Finding percentile cutoffs on a normal distribution

Recall from earlier that the \(p^{th}\) percentile of a random variable \(X\) is the value \(x^*\) such that \(\mathbb{P}\left[X < x^*\right] = p\).

If \(X\sim N\left(\mu, \sigma\right)\), then to find the cutoff \(x^*\) for which \(\mathbb{P}\left[X < x^*\right] = p\), we can use R’s qnorm() function. Similar to pnorm(), this function takes three arguments. The first is the \(\tt{area~to~the~\underline{LEFT}}\) of the desired cutoff, the second is the \(\tt{mean}\) of the distribution, and the third is the \(\tt{standard~deviation}\) of the distribution.

Recall from earlier that SAT scores followed \(N\left(\mu = 1068, \sigma = 210\right)\) and ACT scores followed \(N\left(\mu = 20.8, \sigma = 5.8\right)\). The code block below is set up to find the minimum required SAT score to fall in the 95th percentile (to do better than 95% of other test-takers). Execute the code and note the required score. Adapt the code to find the minimum ACT score required to fall into the top 10% of all ACT test takers. Does your answer seem right? How can you judge?

qnorm(0.95, 1068, 210)

Submit

If you have completed this tutorial and are happy with all of your solutions, please click the button below to generate your hash and submit it using the corresponding tutorial assignment tab on Blackboard

NCAT Blackboard

Summary

Nice job getting through this tutorial.
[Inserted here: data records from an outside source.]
PR #535, opened 2015-03-03
Retain build-status in metadata if defined

gatoravi:
Annotation builds with status "Dummy" prevent builds being launched on the SGMS. This PR retains the build's current status.

### DIFF
--- a/lib/perl/Genome/Model/Command/Export/Metadata.pm
+++ b/lib/perl/Genome/Model/Command/Export/Metadata.pm
@@ -341,7 +341,7 @@ sub add_to_dump_queue {
     }
 
     if ($obj->isa("Genome::Model::Build")) {
-        $obj->{status} = "Dummy";
+        $obj->{status} = $obj->status || "Dummy";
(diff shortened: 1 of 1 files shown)


lib/perl/Genome/Model/Command/Export/Metadata.pm
```diff
@@ -341,7 +341,7 @@ sub add_to_dump_queue {
     }
 
     if ($obj->isa("Genome::Model::Build")) {
-        $obj->{status} = "Dummy";
+        $obj->{status} = $obj->status || "Dummy";
```
tmooney: `$obj->{status}` should already hold the current value of `$obj->status`, so it should be sufficient to remove this line and the immediately following one that changes `{db_committed}`.

gatoravi:
it seems that a check for a valid status would be appropriate here. A commit to do that has been added.

tmooney:
+1 :ballot_box_with_check:

gatoravi:
merging early since this is relatively minor and would help with SGMS issues.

Your hard work here will pay off as we move through much of the remainder of our course. Here are the major points we touched on.
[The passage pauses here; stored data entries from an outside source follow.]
PR #536, opened 2015-03-04
Use the test build to test the ClinSeq file accessors.

tmooney:
The Full Perl tests are now failing because this test depends on the current blessed ClinSeq build, which is not included in the new testing database.  Update this test to not having a moving target of database dependency.


gatoravi:
This looks ok to me but someone more familiar with the new testing database than me should probably have a look at it.

tmooney:
I selfishly would like the tests to pass, so I'm going to merge this given that >30 hours have elapsed!

PR #742, opened 2015-05-13
Use String::QuoteShell to do quoting for shell.

tmooney:
The require is included inside the subroutine because we don't have the module installed for Perl 5.8.  (I generally believe that it is safe to stop supporting Perl 5.8, but there's no reason to force the issue here.)


nnutter:
:+1:

brummett:
+1

PR #743, opened 2015-05-13
Evaluate bedpe

apregier:
@indraniel Would appreciate a look from you!  This is analogous to EvaluateVcf.  Not sure if we will need to tie them both into one EvaluateVcfs-like module or just add something to print out the stats for one file.


lib/perl/Genome/Model/Tools/Bedpe/EvaluateBedpe.pm
```diff
@@ -0,0 +1,81 @@
...
+        $self->common_params,
+        output_file => $output_file,
+        input_file_a => $file_a,
+        input_file_b => $file_b,
+        intersection_type => $type,
+    );
+    return Genome::Sys->line_count($output_file);
+}
+
+sub _set_derivitive_stats {
```
indraniel: This is a minor nitpick, but I'm sure you probably meant `_set_derivative_stats`.

lib/perl/Genome/Model/Tools/Bedpe/EvaluateBedpe.pm
```diff
@@ -0,0 +1,81 @@
...
+        gold_bedpe => {
+            is => 'Path',
+            doc => 'bedpe file with gold standard breakpoints'
+        },
+        bedtools_version => {
+            is => 'Text',
+        },
+        slop => {
+            is => 'Integer',
+            doc => 'The amount of slop (in b.p.). to be added to each footprint of A. *Note*: Slop is subtracted from start1 and start2 and added to end1 and end2.',
```
tmooney: It's not really clear from the interface what `A` will be.  (I see in the code that it changes depending on the stat.)

indraniel:
Does the version of `bedtools` need to be specified as an option?

indraniel:
It might be good to have an object method that will printout the stats.  It may not need to be called in the `execute` method.

lib/perl/Genome/Model/Tools/Bedpe/EvaluateBedpe.pm
apregier: Thanks - I had just copied the doc from pairToPair.  I have now tried to clarify it for this context.

tmooney:
+1 :dog2:

indraniel:
:+1:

A normal distribution is approximately bell-shaped and can be described by its mean \(\mu\) and standard deviation \(\sigma\).
As a shorthand, we often write \(N\left(\mu, \sigma\right)\) to mean the normal distribution with mean \(\mu\) and standard deviation \(\sigma\).
The Empirical Rule is a “rule of thumb” that states that, if data is normally distributed we expect:
- Approximately 67% of observations fall within one standard deviation of the mean.
- Approximately 95% of observations fall within two standard deviations of the mean.
- Approximately 99.7% of observations fall within three standard deviations of the mean.
We can interpret areas underneath the normal distribution to be probabilities.
If \(X\sim N\left(\mu, \sigma\right)\), then \(\mathbb{P}\left[X\leq k\right] = \tt{pnorm(k, mean = \mu, sd = \sigma)}\)
- Remember that \(\tt{pnorm()}\) always returns the area to the left of the boundary value \(k\).
If \(X\sim N\left(\mu, \sigma\right)\), then the \(p^{th}\) percentile of \(X\) (the cutoff for which the proportion of the population falling below is \(p\)), is given by \(\tt{qnorm(p, mean = \mu, sd = \sigma)}\)
- Remember that \(p\) must be the area to the left of the desired cutoff value.